A Esfera Econômica da Índia é substancial devido à sua demografia e crescimento econômico. Entre as muitas dificuldades de expansão, vemos o fato de que a Índia, ao contrário da China, se engaja muito pouco em comércio e investimento com seus vizinhos, principalmente os dois grandes, Paquistão e Bangladesh. É improvável que "uma esfera econômica indiana maior", que engloba o sul da Ásia, venha a surgir em 2020.

Ao norte está a Esfera Econômica da Rússia, englobando as economias da antiga União Soviética. Ela está diminuindo em tamanho e influência, principalmente devido à demografia. A população da Rússia vai diminuir dos atuais 140 milhões a 90 milhões até 2050. A Rússia continua a ser essencialmente uma economia de petróleo e gás. Ao contrário das outras economias Bric, o país não fez profundas reformas voltadas para o mercado.

No sudoeste há o surgimento de uma Esfera Econômica Neo-Otomana. A Turquia é um dos países que passaram por uma das transformações mais notáveis desta última década. Começou a década muito mal, com uma grande crise econômica, mas a economia turca emergiu revitalizada e reformada, sendo a que mais cresce da OCDE. A Turquia também tem passado por uma importante mudança de suas aspirações para se juntar à União Europeia (UE) e desenvolver uma política muito mais independente, renovando os laços com seus vizinhos orientais Síria, Iraque e Irã, e também com o Oriente Médio e África.

A Esfera Econômica da União Europeia ainda está lá, embora seu peso relativo e absoluto na economia mundial vá entrar em declínio.

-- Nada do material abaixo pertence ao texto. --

PR #222, opened 2020-05-22
Use CODE Tools in DEV

akash1810:
This makes development simpler as you don't need to start N other services (Preferences, Presence, Composer, etc).

### DIFF
--- a/app/config/Config.scala
+++ b/app/config/Config.scala
@@ -26,34 +26,12 @@ object Config extends CommonConfig with AwsInstanceTags {
   lazy val host: String = s"https://workflow.$domain"
   Logger.info(s"Host is: $host")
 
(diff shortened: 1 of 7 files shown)


sihil:
I generally disagree with this strategy as it makes it harder to work on any integration where you're testing dev versions of various services. It's obviously too hard to work locally but you generally don't need to start other services unless you are working on them and if you are working on them then you'd want the dev version running.

If the consensus is that this should go in then by all means do so but this is a vote against.

akash1810:
> as it makes it harder to work on any integration where you're testing dev versions of various services

Maybe employing a similar strategy as Composer is better? That is, push all the endpoints to config to make it simpler to change if needed?

akash1810:
There's general consensus that making it easier to run everything locally is preferred to this. Closing.

PR #226, opened 2020-05-26
Display print location information

aug24:
Print location information column is added to the workflow table.

Normal:
image
Compact:
image


common-lib/src/main/scala/com/gu/workflow/api/StubAPI.scala
```diff
@@ -0,0 +1,283 @@
...
+                                           externalData: Option[ExternalData]
+                                         ): Future[Option[String]] = {
+    externalData
+      .flatMap(e => Some(e.actualPublicationId, e.actualBookId, e.actualBookSectionId)) match {
+      case Some((Some(pId), Some(bId), Some(bsId))) => getPrintLocationDescriptionFromIds(contentAPI, pId, bId, bsId)
+      case _ => Future.successful(None)
+    }}
+
+  private def getPrintLocationDescriptionFromIds(contentAPI: ContentAPI, pId: Long, bId: Long, bsId: Long): Future[Option[String]] =
+    memoize(60.minutes) {
```
jonathonherbert, line 63: Discussed over chat but for posterity – memoizing at this level will produce a new cache key for every new set of arguments, even if some of those arguments have been seen within the cache window. For example, calls to the parent with pId, bId and bsId (1,2,3), (1,2,4) and (1,2,5) will all result in fresh invocations, although ids 1 and 2 are shared.

It's probably better to cache within `contentAPI.getTagInternalName`, which also has the benefit of hiding details of the cache implementation from consuming code.

aug24: Done.

akash1810:
At first glance, this is doing more than reverting a commit - can we add more detail to the description please?

aug24:
> At first glance, this is doing more than reverting a commit - can we add more detail to the description please?

Very good point. Done.

.java-version
```diff
@@ -1 +1 @@
-1.8.0.242
+1.8.0.202
```
akash1810, line 1: Why so low?

app/controllers/Api.scala
```diff
@@ -319,3 +321,21 @@ object Api extends Controller with PanDomainAuthActions with SharedSecretAuth {
         block(req)
   }
 }
+
+//      def getTag(publicationId: Option[Int],
```
akash1810, line 325: Why are these commented out?

public/components/content-list-item/_content-list-item.scss
```diff
@@ -541,3 +544,10 @@
         display: inline-block;
     }
 }
+
+.planned-print-location {
+    color: grey;
```
akash1810, line 549: Could we re-use something from the [palette](https://github.com/guardian/workflow-frontend/blob/master/public/layouts/global/_colours.scss)?

akash1810:
Could we add some screenshots of the table in normal and compact mode?

app/controllers/Api.scala
aug24: Carelessness?

aug24:
> Not sure I understand/follow why we're moving from `CommonAPI` and `PrototypeAPI` to `StubAPI` 

Because _both_ those API class actually dealt with serving Stub information.

> and why we're caching?

For speed, mostly.

public/components/content-list-item/_content-list-item.scss
aug24: Done.

.java-version
aug24: Changed to 232.

jonathonherbert:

De novo, devido em boa parte à sua demografia, mas também por não "se adaptar às mudanças", citando Darwin novamente. Ela não reagiu bem à mudança e virou-se para dentro. Há muitas incertezas sobre seu futuro, incluindo sobre o euro.

No outro lado do Atlântico, eu vejo duas esferas bastante robustas, ao norte e ao sul. Há a Esfera Econômica da América do Norte, composta por Canadá, EUA e México. Ao superar as atuais dificuldades, há bons motivos para prever que os EUA continuarão a ser uma importante força global. Isto é em parte devido às forças positivas que ainda impulsionam a economia norte-americana - principalmente a da inovação, mas também a da imigração, sendo ambas fortemente interligadas. Além disso, a esfera norte-americana abrange uma economia emergente dinâmica, o México, algo que a UE não tem contanto que mantenham a Turquia afastada.

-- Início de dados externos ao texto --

PR #229, opened 2020-05-28
Upgrade node to 12

AWare:
- adds metals and brewfile to gitignore
- regenerate the yarn lockfile because of an fsevents discrepancy 
- update the js tests so they pass again (I'm not convinced they have since 2017)


AWare:
(I checked teamcity and there's no explicit dependency on version there)

PR #231, opened 2020-05-28
Upgrade babel and webpack

AWare:
This updates babel and webpack because they're both quite old and this unblocks moving the frontend architecture forwards easier.

### DIFF
--- a/app/views/main.scala.html
+++ b/app/views/main.scala.html
@@ -15,7 +15,7 @@
             padding-top: 72px;
         }
     </style>
-    <link rel="stylesheet" type="text/css" href="@routes.Assets.versioned("build/main.css")"/>
+    <link rel="stylesheet" type="text/css" href="@routes.Assets.versioned("build/app.css")"/>
 </head>
 
 <body>
--- a/conf/webpack.conf.js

Na América do Sul há a Esfera Econômica do Brasil. Se as "premiações Darwin" fossem dadas aos países que melhor reagiram às crises, o Brasil seria o vencedor disparado, tendo, possivelmente, a Turquia em segundo lugar. O Brasil é uma grande economia mundial, competitivo em muitas áreas e com fortes corporações multinacionais. Porém, o mais importante, sob as sucessivas administrações dos presidentes Fernando Henrique Cardoso e Luiz Inácio Lula da Silva, o Brasil obteve sucesso não apenas em suas políticas econômicas, mas também em termos sociais. Houve uma redução significativa da pobreza e, ao contrário da maioria dos países no mundo, redução da desigualdade.

Não há, no momento, o surgimento de uma Esfera Econômica da África. Resta ver qual será a evolução nesse continente durante esta próxima década.

Jean-Pierre Lehmann é professor emérito de International Political Economy no IMD, e diretor fundador do Evian Group no IMD. Ele é co-editor de Peace and Prosperity Through World Trade, Cambridge University Press.